Jean A. Gili, le Cinéma italien
- ️Frappat, Marie
- ️Thu Mar 01 2012
1Le beau livre de Jean A. Gili sur le cinéma italien, qui avait paru une première fois en 1996 dans la collection de Patrick Brion consacrée au cinéma chez La Martinière, ressort aujourd’hui dans une édition revue et augmentée. Le « renouveau » du cinéma italien de ces quinze dernières années, de La vie est belle à Nos meilleures années, du Sourire de ma mère à Il Divo, justifiait à lui seul cette reparution enrichie.
2L’ouvrage reprend son parcours chronologique en cinq parties : « 1896-1929, Grandeur et décadence du cinéma muet italien » ; « 1930-1944, Chemises noires et téléphones blancs » ; « 1945-1959, L’expérience décisive : le néoréalisme et sa descendance immédiate » ; « 1960-1980, L’âge d’or du cinéma italien » ; la dernière partie, considérablement étoffée et rebaptisée « De la crise au renouveau », couvre ces trente dernières années. Chacune comporte une introduction historique générale rappelant les grandes tendances du cinéma de l’époque, les principaux genres, les conditions économiques dans lesquelles il évolue, les rapports avec le pouvoir et avec la société dans son ensemble. Puis chaque film choisi (cent quatre au total dans cette édition) bénéficie d’une longue fiche détaillée.
3L’auteur ne s’est pas contenté d’ajouter les films les plus récents, il en a aussi profité pour réintroduire une dizaine d’œuvres qui avaient semblé manquer à la première édition – éternel problème des anthologies – comme Sole (1929), le Fanfaron (1962), le Bon, la Brute et le Truand (1966) ou Une journée particulière (1977). De même, il a approfondi les notes qui faisaient contrepoint aux fiches des films en proposant de nouvelles citations d’acteurs, de réalisateurs, en évoquant ici ou là leur accueil critique, et en effectuant de nombreuses mises à jour, notamment pour les films muets, sur l’état des copies et les dernières restaurations.

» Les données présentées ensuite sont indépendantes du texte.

PR #7406, opened 2019-10-05
Add new Style/NonLocalControlFlowInTernary cop

Drenmi:
This cop checks for non-local control flow, i.e. `return`, `break`, `next`, `raise`, etc. used in ternary expressions.

-----------------

* [X] Added tests.


bbatsov:
This will also need an entry in the style guide.

rrosenblum:
What if control flow exists on both sides of the ternary? Should it still be flagged? `foo? ? next 1 : next 2` Or `foo? ? break : next`? Or `foo? ? raise 'Error 1' : raise 'Error 2'`?

Drenmi:
> This will also need an entry in the style guide.

👍 Will add when I have some time.

> What if control flow exists on both sides of the ternary? Should it still be flagged?

Yes. I should add a test case for that. 🙂

bbatsov:
@Drenmi ping :-)

Drenmi:
@bbatsov I have thought about it, and I think it's worth generalizing beyond just ternary expressions.

I opened a PR to The Ruby Style Guide [here](https://github.com/rubocop-hq/ruby-style-guide/pull/785).

koic:
It may not be a problem when limited to ternary operator. 
On the other hand, I commented on the Style Guide about cases that I found difficult to generalize.
https://github.com/rubocop-hq/ruby-style-guide/pull/785#issuecomment-569915592

Drenmi:
@koic @bbatsov I have rebased this and added the spec that @rrosenblum suggested. I think we can merge this. I suspect the Style Guide PR will take some time to iron out. 🙂

config/default.yml
```diff
@@ -3284,6 +3284,11 @@ Style/NilComparison:
     - predicate
     - comparison
 
+Style/NonLocalControlFlowInTernary:
+  Description: 'checks for non-local control flow in ternary expressions.'
+  Enabled: true
+  VersionAdded: '0.76'
```
koic, line 3290: It looks like the version needs to be updated.

```suggestion
  VersionAdded: '0.81'
```

lib/rubocop/cop/style/non_local_control_flow_in_ternary.rb
```diff
@@ -0,0 +1,46 @@
+# frozen_string_literal: true
+
+# TODO: when finished, run `rake generate_cops_documentation` to update the docs
```
koic, line 3: Can you remove the auto-generated line?

bbatsov:

PR #7409, opened 2019-10-05
[Fix #7407] Better detect typical format string contexts

### LINKED ISSUE #7407: Style/FormatStringToken doesn't work inside a hash
## Expected behavior

Given a file foobar.rb:

```ruby
# frozen_string_literal: true

format('%{foo}', foo: 'foo')
{ bar: format('%{foo}', foo: 'foo') }
```

I expect to get two offenses:
```
foobar.rb:3:9: C: Style/FormatStringToken: Prefer annotated tokens (like %<foo>s) over template tokens (like %{foo}).
format('%{foo}', foo: 'foo')
        ^^^^^^
foobar.rb:4:16: C: Style/FormatStringToken: Prefer annotated tokens (like %<foo>s) over template tokens (like %{foo}).
{ bar: format('%{foo}', foo: 'foo') }
               ^^^^^^
```

## Actual behavior

I only get the first one of them. `Style/FormatStringToken` offenses from inside a hash aren't reported.

```
foobar.rb:3:9: C: Style/FormatStringToken: Prefer annotated tokens (like %<foo>s) over template tokens (like %{foo}).
format('%{foo}', foo: 'foo')
        ^^^^^^
```

With a file foobar.rb from above, execute:

```
$ rubocop foobar.rb
```

## RuboCop version

```
$ rubocop -V
0.75.0 (using Parser 2.6.4.1, running on ruby 2.5.3 x86_64-linux)
```

buehmann:
This fixes #7407 by improving upon earlier attempts at avoiding false
positives: Strings that look like format strings in the `unannotated`
style (with simple format sequences such as `%a`) can as well be
something else depending on the context (e.g. date/time formats, encoded
URLs).

The documentation of the cop has long had a note about in which typical
contexts such strings are considered format strings. This is now
reflected in a node matcher in the code.

### DIFF
--- a/CHANGELOG.md
+++ b/CHANGELOG.md
@@ -2,6 +2,10 @@
 
 ## master (unreleased)
 
+### Bug fixes
+
+* [#7407](https://github.com/rubocop-hq/rubocop/issues/7407): Make `Style/FormatStringToken` work inside hashes. ([@buehmann][])
+
 ## 0.75.0 (2019-09-30)
 
 ### New features
--- a/lib/rubocop/cop/style/format_string_token.rb
+++ b/lib/rubocop/cop/style/format_string_token.rb
@@ -95,11 +95,7 @@ module RuboCop
           if source_map.is_a?(Parser::Source::Map::Heredoc)
             source_map.heredoc_body
           elsif source_map.begin
-            slice_source(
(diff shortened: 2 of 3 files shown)


bbatsov:
Great work! 🙇

PR #7411, opened 2019-10-06
[Fix #7410] Add printf as a typical format string context

### LINKED ISSUE #7410: Style/FormatStringToken should inspect printf argument
While working on #7409 I noticed that `Style/FormatStringToken` recognizes simple format strings as the first argument of `sprintf` or `format` methods, but not as the first argument of `printf`:

```sh-session
$ cat printf.rb                                                   
sprintf('%08s %04s', 'foo', 'bar')
printf('%08s %04s', 'foo', 'bar')
$ rubocop printf.rb --only Style/FormatStringToken --format simple
== printf.rb ==
C:  1: 10: Style/FormatStringToken: Prefer annotated tokens (like %<foo>s) over unannotated tokens (like %s).
C:  1: 15: Style/FormatStringToken: Prefer annotated tokens (like %<foo>s) over unannotated tokens (like %s).

```
I would expect similar offenses in the second line.

buehmann:
The cop `Style/FormatStringToken` used to treat `sprintf`, `format`, and `%` methods as typical use cases of `printf`-style format strings, but ironically not the `printf` method itself.

This fixes #7410.

### DIFF
--- a/CHANGELOG.md
+++ b/CHANGELOG.md
@@ -6,6 +6,10 @@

4L’illustration reste riche, mais elle est légèrement modifiée et épurée. La mise en page est aérée, modernisée et sans doute clarifiée. La couleur est beaucoup plus présente, et ce dès la couverture, mais on peut regretter que la qualité de reproduction des images soit inégale et que certaines d’entre elles apparaissent légèrement ternes ou floues. Quant à la qualité principale de ce livre, elle reste inchangée : il offre toujours un voyage cinématographique à travers l’Italie du XXe siècle, menant des rivages d’Inferno (1911) à la Rome d’Habemus papam (2011), de Miracolo a Milano (1949) à la Campanie de Gomorra (2008), des Ultimi giorni di Pompei (1926) à la Rimini d’Amarcord (1973). Ce voyage, ponctué de rencontres avec Roberto Rossellini, Vittorio De Sica, Luchino Visconti, Federico Fellini, Michelangelo Antonioni, Pier Paolo Pasolini, Bernardo Bertolucci, Ettore Scola, Moretti, Marco Bellocchio, incite le lecteur à se plonger ou se replonger dans les films de ces cinéastes et lui montre toutes les contrées qu’il reste à découvrir.
5Dans sa préface, Scola dresse un beau portrait de l’auteur et le résume par ce mot de « susciteur » : à la fois universitaire, historien incontesté du cinéma italien, critique à Positif, délégué général du festival du cinéma italien d’Annecy dont il a été l’un des fondateurs, personne ne connaît mieux que lui toutes les facettes du cinéma de la péninsule, dont il a accompagné l’évolution et dont il est le promoteur infatigable, fidèle et passionné depuis des années. Dans les dernières lignes de sa postface, Jean A. Gili finit par dévoiler, très pudiquement, quelques éléments de son histoire personnelle, ses premières expériences en tant que jeune spectateur dans la ville de Nice au lendemain de la guerre et son attirance pour un cinéma qui le ramenait à ses origines paternelles. Il admet ainsi que « ce parcours à travers le cinéma se veut à la fois un travail de connaissance et de réflexion mais aussi un voyage sentimental, un parcours balisé où les données objectives et les analyses croisent les émotions et les souvenirs ». Le lecteur l’y suivra avec beaucoup de plaisir.